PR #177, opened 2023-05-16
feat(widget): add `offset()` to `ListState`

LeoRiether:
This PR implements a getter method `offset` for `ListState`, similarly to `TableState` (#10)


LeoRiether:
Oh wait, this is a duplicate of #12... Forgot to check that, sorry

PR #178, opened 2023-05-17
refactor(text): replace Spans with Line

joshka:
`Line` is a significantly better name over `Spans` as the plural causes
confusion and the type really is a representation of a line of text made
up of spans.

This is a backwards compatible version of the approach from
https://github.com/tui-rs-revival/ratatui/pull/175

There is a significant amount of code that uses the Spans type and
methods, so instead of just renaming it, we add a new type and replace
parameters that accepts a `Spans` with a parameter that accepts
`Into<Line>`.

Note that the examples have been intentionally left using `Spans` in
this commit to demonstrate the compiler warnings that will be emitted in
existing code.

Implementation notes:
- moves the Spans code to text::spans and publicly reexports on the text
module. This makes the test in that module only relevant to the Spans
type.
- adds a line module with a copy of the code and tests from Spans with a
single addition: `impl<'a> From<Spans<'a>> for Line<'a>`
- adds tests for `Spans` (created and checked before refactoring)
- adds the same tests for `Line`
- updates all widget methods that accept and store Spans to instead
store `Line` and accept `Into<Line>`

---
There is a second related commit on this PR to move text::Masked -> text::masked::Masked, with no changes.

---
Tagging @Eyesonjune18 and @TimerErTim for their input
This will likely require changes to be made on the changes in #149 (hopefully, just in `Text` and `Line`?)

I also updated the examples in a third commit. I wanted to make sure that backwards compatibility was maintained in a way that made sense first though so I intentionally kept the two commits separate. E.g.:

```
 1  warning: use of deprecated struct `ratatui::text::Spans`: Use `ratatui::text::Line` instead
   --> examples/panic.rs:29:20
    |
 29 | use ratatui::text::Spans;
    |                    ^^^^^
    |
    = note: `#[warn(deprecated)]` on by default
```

---

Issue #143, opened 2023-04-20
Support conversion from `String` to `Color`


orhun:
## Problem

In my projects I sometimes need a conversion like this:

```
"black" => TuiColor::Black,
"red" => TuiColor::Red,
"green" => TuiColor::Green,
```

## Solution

### WHAT TO WORK ON
Both end lines included, restate word for word the lines above from the line with "Issue #143, opened 2023-04-20" to the line with "## Solution", and nothing else.

### REPLY
Issue #143, opened 2023-04-20
Support conversion from `String` to `Color`


orhun:
## Problem

In my projects I sometimes need a conversion like this:

```
"black" => TuiColor::Black,
"red" => TuiColor::Red,
"green" => TuiColor::Green,
```

## Solution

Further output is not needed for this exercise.